Die Wissenschafter untersuchten indische Verfahren zur Behandlung von Diabetes, ghanesische Wundheilungsmittel und Mittel, die im Fernen Osten zur Behandlung von Krebs eingesetzt werden. Beim Curryblatt (Murraya koenigii) zeigte sich, dass es die Funktion des Verdauungsenzyms pankreatische Alpha-Amylase einzuschränken scheint, das bei der Umwandlung von Stärke in Glukose eine Rolle spielt. Diabetiker produzieren nicht ausreichend Insulin, um mit raschen Anstiegen der Blutzuckerwerte umgehen zu können. Die Verlangsamung des Abbaus der Stärke durch die Blockierung der Alpha-Amylase kann eine gleichmäßigere Abgabe von Glukose in den Blutkreislauf ermöglichen. Derzeit wird erforscht, welcher Bestandteil des Curryblattes für diese Wirkung verantwortlich ist.

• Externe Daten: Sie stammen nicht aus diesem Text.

PR #438, opened 2026-04-09
PLT-1625 : ALB Module

mianava:
## 🎫 Ticket

## 🛠 Changes

Added a new standalone modules/alb Terraform module that provisions an ALB with a TLS-terminated HTTPS listener. This module is designed to be consumed by the ecs-service module (via alb_listener_arn) and the upcoming ecs-platform bundle.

Gemeinsam mit Wissenschaftern der Kwame Nkrumah University of Science and Technology wurden Pflanzen untersucht, die von den Ashanti eingesetzt wurden. Sie interviewten traditionelle Heiler um Pflanzen zu identifizieren, die bei der Wundheilung benutzt wurden und testeten anschließend ihre Wirksamkeit. Die Climbing Dayflower (Commelina diffusa) verfügte über antibakterielle und antimykotische Eigenschaften. In einer dritten Studie untersuchte das Team thailändische und chinesische Pflanzen, die traditionell zur Behandlung von Krebs eingesetzt werden. In Labortests wurde analysiert, wie wirksam sie bei der Hemmung des Wachstums von Krebszellen waren. Viel versprechende Aktivitäten konnten bei Lungenkrebszellen in Tests von Ammannia baccifera, einem Wasserunkraut, und Illicium verum, dem Sternanis, nachgewiesen werden.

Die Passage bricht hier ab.